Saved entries
──────────────────────────────

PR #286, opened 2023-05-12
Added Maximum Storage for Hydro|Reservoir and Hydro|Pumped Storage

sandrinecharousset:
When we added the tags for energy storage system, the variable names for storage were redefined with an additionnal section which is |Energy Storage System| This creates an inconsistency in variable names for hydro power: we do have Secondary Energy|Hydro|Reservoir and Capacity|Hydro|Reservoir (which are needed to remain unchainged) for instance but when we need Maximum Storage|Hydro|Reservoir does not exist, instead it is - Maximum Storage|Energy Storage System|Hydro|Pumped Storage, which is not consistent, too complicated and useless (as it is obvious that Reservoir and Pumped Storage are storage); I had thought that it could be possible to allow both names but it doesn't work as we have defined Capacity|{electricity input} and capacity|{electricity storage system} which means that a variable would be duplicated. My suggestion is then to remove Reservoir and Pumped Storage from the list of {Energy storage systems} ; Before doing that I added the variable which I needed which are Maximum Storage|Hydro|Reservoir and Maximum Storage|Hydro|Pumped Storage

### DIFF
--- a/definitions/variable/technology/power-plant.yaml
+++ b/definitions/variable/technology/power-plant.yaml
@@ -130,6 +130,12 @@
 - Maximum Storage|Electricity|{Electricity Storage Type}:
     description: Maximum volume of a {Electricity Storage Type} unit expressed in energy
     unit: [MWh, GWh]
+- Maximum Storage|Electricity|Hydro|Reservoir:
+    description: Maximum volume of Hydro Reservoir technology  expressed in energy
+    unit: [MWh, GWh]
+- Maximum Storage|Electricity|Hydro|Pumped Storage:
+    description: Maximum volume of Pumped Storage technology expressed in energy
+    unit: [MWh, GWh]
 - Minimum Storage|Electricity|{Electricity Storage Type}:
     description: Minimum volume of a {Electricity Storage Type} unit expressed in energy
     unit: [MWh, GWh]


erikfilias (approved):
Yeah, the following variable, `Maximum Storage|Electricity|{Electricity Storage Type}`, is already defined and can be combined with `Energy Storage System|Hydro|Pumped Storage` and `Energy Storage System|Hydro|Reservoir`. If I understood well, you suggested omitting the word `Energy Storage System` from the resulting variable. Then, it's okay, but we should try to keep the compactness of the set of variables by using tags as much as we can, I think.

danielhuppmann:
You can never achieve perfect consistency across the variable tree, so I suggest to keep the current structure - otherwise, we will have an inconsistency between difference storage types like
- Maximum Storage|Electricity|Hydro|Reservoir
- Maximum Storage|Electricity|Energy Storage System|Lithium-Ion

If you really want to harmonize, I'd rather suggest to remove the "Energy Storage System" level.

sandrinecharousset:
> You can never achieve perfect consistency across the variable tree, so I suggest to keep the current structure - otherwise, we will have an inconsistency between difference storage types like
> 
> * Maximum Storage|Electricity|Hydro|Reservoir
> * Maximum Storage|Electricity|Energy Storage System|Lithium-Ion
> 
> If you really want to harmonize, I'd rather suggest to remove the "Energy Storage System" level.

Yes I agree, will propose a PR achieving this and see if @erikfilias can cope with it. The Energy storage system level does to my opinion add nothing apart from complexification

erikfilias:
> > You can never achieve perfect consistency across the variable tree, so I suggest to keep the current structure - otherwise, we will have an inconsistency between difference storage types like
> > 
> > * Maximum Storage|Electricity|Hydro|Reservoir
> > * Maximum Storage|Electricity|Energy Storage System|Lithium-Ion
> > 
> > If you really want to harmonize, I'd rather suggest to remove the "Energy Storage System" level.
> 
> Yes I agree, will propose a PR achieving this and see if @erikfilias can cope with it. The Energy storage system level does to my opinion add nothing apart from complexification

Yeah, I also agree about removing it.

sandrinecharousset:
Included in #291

──────────────────────────────

Problem requirements –
Nothing may be left out. Retype all the entries exactly.

Exercise response –
PR #286, opened 2023-05-12
Added Maximum Storage for Hydro|Reservoir and Hydro|Pumped Storage

sandrinecharousset:
When we added the tags for energy storage system, the variable names for storage were redefined with an additionnal section which is |Energy Storage System| This creates an inconsistency in variable names for hydro power: we do have Secondary Energy|Hydro|Reservoir and Capacity|Hydro|Reservoir (which are needed to remain unchainged) for instance but when we need Maximum Storage|Hydro|Reservoir does not exist, instead it is - Maximum Storage|Energy Storage System|Hydro|Pumped Storage, which is not consistent, too complicated and useless (as it is obvious that Reservoir and Pumped Storage are storage); I had thought that it could be possible to allow both names but it doesn't work as we have defined Capacity|{electricity input} and capacity|{electricity storage system} which means that a variable would be duplicated. My suggestion is then to remove Reservoir and Pumped Storage from the list of {Energy storage systems} ; Before doing that I added the variable which I needed which are Maximum Storage|Hydro|Reservoir and Maximum Storage|Hydro|Pumped Storage

### DIFF
--- a/definitions/variable/technology/power-plant.yaml
+++ b/definitions/variable/technology/power-plant.yaml
@@ -130,6 +130,12 @@
 - Maximum Storage|Electricity|{Electricity Storage Type}:
     description: Maximum volume of a {Electricity Storage Type} unit expressed in energy
     unit: [MWh, GWh]
+- Maximum Storage|Electricity|Hydro|Reservoir:
+    description: Maximum volume of Hydro Reservoir technology  expressed in energy
+    unit: [MWh, GWh]
+- Maximum Storage|Electricity|Hydro|Pumped Storage:
+    description: Maximum volume of Pumped Storage technology expressed in energy
+    unit: [MWh, GWh]
 - Minimum Storage|Electricity|{Electricity Storage Type}:
     description: Minimum volume of a {Electricity Storage Type} unit expressed in energy
     unit: [MWh, GWh]


erikfilias (approved):
Yeah, the following variable, `Maximum Storage|Electricity|{Electricity Storage Type}`, is already defined and can be combined with `Energy Storage System|Hydro|Pumped Storage` and `Energy Storage System|Hydro|Reservoir`. If I understood well, you suggested omitting the word `Energy Storage System` from the resulting variable. Then, it's okay, but we should try to keep the compactness of the set of variables by using tags as much as we can, I think.

danielhuppmann:
You can never achieve perfect consistency across the variable tree, so I suggest to keep the current structure - otherwise, we will have an inconsistency between difference storage types like
- Maximum Storage|Electricity|Hydro|Reservoir
- Maximum Storage|Electricity|Energy Storage System|Lithium-Ion

If you really want to harmonize, I'd rather suggest to remove the "Energy Storage System" level.

sandrinecharousset:
> You can never achieve perfect consistency across the variable tree, so I suggest to keep the current structure - otherwise, we will have an inconsistency between difference storage types like
> 
> * Maximum Storage|Electricity|Hydro|Reservoir
> * Maximum Storage|Electricity|Energy Storage System|Lithium-Ion
> 
> If you really want to harmonize, I'd rather suggest to remove the "Energy Storage System" level.

Yes I agree, will propose a PR achieving this and see if @erikfilias can cope with it. The Energy storage system level does to my opinion add nothing apart from complexification

erikfilias:
> > You can never achieve perfect consistency across the variable tree, so I suggest to keep the current structure - otherwise, we will have an inconsistency between difference storage types like
> > 
> > * Maximum Storage|Electricity|Hydro|Reservoir
> > * Maximum Storage|Electricity|Energy Storage System|Lithium-Ion
> > 
> > If you really want to harmonize, I'd rather suggest to remove the "Energy Storage System" level.
> 
> Yes I agree, will propose a PR achieving this and see if @erikfilias can cope with it. The Energy storage system level does to my opinion add nothing apart from complexification

Yeah, I also agree about removing it.

sandrinecharousset:
Included in #291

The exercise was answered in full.